Instructions for the task:
Beginning with the first line of the data below, extract each line up to and including the one containing "<configuration>". Copy them exactly and add nothing.
######
PR #428, opened 2022-04-07
automatic java17 profile https://github.com/ChronicleEnterprise/RootP…

JerryShea:
…om/issues/218

### DIFF
--- a/pom.xml
+++ b/pom.xml
@@ -22,7 +22,7 @@
     <parent>
         <groupId>net.openhft</groupId>
         <artifactId>java-parent-pom</artifactId>
-        <version>1.1.29</version>
+        <version>1.1.31</version>
         <relativePath />
     </parent>
 
@@ -194,7 +194,9 @@
                 <groupId>org.apache.maven.plugins</groupId>
                 <artifactId>maven-surefire-plugin</artifactId>
                 <configuration>
-                    <argLine>@{argLine} -Duser.timezone=UTC</argLine>
+                    <systemPropertyVariables>
+                        <user.timezone>UTC</user.timezone>
+                    </systemPropertyVariables>
                     <forkCount>1</forkCount>
                     <reuseForks>true</reuseForks>
                     <runOrder>hourly</runOrder>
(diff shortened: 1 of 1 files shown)


pom.xml
```diff
@@ -328,14 +331,10 @@
...
-                                --add-exports=jdk.compiler/com.sun.tools.javac.file=ALL-UNNAMED
-                                --add-opens=jdk.compiler/com.sun.tools.javac=ALL-UNNAMED
-                                --add-exports=jdk.compiler/com.sun.tools.javac.file=ALL-UNNAMED
-                                --add-opens=java.base/java.lang=ALL-UNNAMED
-                                --add-opens=java.base/java.lang.reflect=ALL-UNNAMED
+                                --add-exports java.base/jdk.internal.ref=ALL-UNNAMED --add-exports=java.base/sun.nio.ch=ALL-UNNAMED
+                                --add-exports=jdk.unsupported/sun.misc=ALL-UNNAMED --add-exports=jdk.compiler/com.sun.tools.javac.file=ALL-UNNAMED
+                                --add-opens=jdk.compiler/com.sun.tools.javac=ALL-UNNAMED --add-exports=jdk.compiler/com.sun.tools.javac.file=ALL-UNNAMED
+                                --add-opens=java.base/java.lang=ALL-UNNAMED --add-opens=java.base/java.lang.reflect=ALL-UNNAMED
                                 --add-opens=java.base/java.io=ALL-UNNAMED --add-opens=java.base/java.util=ALL-UNNAMED
```
nicktindall: I bet we could achive this without having to duplicate all this stuff by using https://maven.apache.org/surefire/maven-surefire-plugin/test-mojo.html#systemPropertyVariables

minborg: These are not system properties but command line args to `java`. But perhaps I misunderstood your comment?

nicktindall: They're all added in the root parent pom. The only reason we duplicate them here is to add the -Duser.timezone=UTC parameter to argLine. If we use the system property configuration we don't need to duplicate the argLine as it should be inherited?

pom.xml
```diff
@@ -306,43 +308,6 @@
...
-                                --add-exports=jdk.compiler/com.sun.tools.javac.file=ALL-UNNAMED
-                                --add-opens=java.base/java.lang=ALL-UNNAMED
-                                --add-opens=java.base/java.lang.reflect=ALL-UNNAMED
-                                --add-opens=java.base/java.io=ALL-UNNAMED --add-opens=java.base/java.util=ALL-UNNAMED
-                            </argLine>
-                        </configuration>
-                    </plugin>
-                </plugins>
-            </build>
-        </profile>
```
nicktindall, line 345: Don't need this anymore as we're no longer overriding `argLine`

JerryShea: wow! thanks

nicktindall (approved):

PR #436, opened 2022-04-15
Add @Nullable to ValueIn.object arg

glukos:


src/main/java/net/openhft/chronicle/wire/ValueIn.java
```diff
@@ -513,8 +513,12 @@ default <E extends Enum<E>, T> WireIn asEnum(Class<E> eClass, T t, @NotNull BiCo
         return wireIn();
     }
 
+    /**
+     * @param clazz Expected object type. <code>null</code> can be passed to request proxy marshallable tuple
+     *              if {@link Wires#GENERATE_TUPLES} is enabled.
+     */
     @Nullable
-    default <E> E object(@NotNull Class<E> clazz) {
+    default <E> E object(@Nullable Class<E> clazz) {
```
alamar, line 521: Perhaps net.openhft.chronicle.wire.JSONWire.JSONValueIn#object(java.lang.Class<E>) needs updating also.

glukos: Thanks, fixed

alamar:
Please see SonarCloud - looks like we also need to take care of parseType()

glukos:
@alamar Thanks again, I've missed Sonar report.
Non-null clazz was required by `parseType` to check inheritance - now `null` value is treated like `Object` that inherits everything.

alamar (approved):

Issue #438, opened 2022-04-20
Check a Comparable type can be deserialized as a Scalar before writing it as a Scalar type


peter-lawrey:
c.f. https://github.com/OpenHFT/Chronicle-Queue/issues/1024

PR #439, opened 2022-04-20
Check a Comparable type can be deserialized as a Scalar before writing it as a Scalar type, #438

peter-lawrey:


src/test/java/net/openhft/chronicle/wire/serializable/MonetaTest.java
```diff
@@ -0,0 +1,45 @@
...
+    @Test
+    public void monetary() {
+        SortedSet<NonScalarComparable> set = new TreeSet<>();
+        for (String curr : "GBP,USD,EUR,AUD".split(","))
+            set.add(new NonScalarComparable(Currency.getInstance(curr)));
+
+        Wire wire = new TextWire(Bytes.allocateElasticOnHeap());
+        wire.write("currencies")
+                .object(set);
+//        System.out.println(wire);
```
JerryShea: can we get rid of commented-out code?

src/test/java/net/openhft/chronicle/wire/Issue341Test.java
```diff
@@ -26,8 +26,8 @@ public Issue341Test(WireType wireType) {
     public static Collection<Object[]> data() {
         return Arrays.asList(new Object[][]{
                 new Object[]{WireType.TEXT},
-                new Object[]{WireType.JSON},
-                new Object[]{WireType.BINARY},
+                new Object[]{WireType.YAML},
```
JerryShea, line 35: why change?

src/test/java/net/openhft/chronicle/wire/serializable/MonetaTest.java
peter-lawrey: Removed

src/test/java/net/openhft/chronicle/wire/Issue341Test.java
peter-lawrey: Added JSON_ONLY. Had dropped BINARY as have BINARY_LIGHT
######
Response:
PR #428, opened 2022-04-07
automatic java17 profile https://github.com/ChronicleEnterprise/RootP…

JerryShea:
…om/issues/218

### DIFF
--- a/pom.xml
+++ b/pom.xml
@@ -22,7 +22,7 @@
     <parent>
         <groupId>net.openhft</groupId>
         <artifactId>java-parent-pom</artifactId>
-        <version>1.1.29</version>
+        <version>1.1.31</version>
         <relativePath />
     </parent>
 
@@ -194,7 +194,9 @@
                 <groupId>org.apache.maven.plugins</groupId>
                 <artifactId>maven-surefire-plugin</artifactId>
                 <configuration>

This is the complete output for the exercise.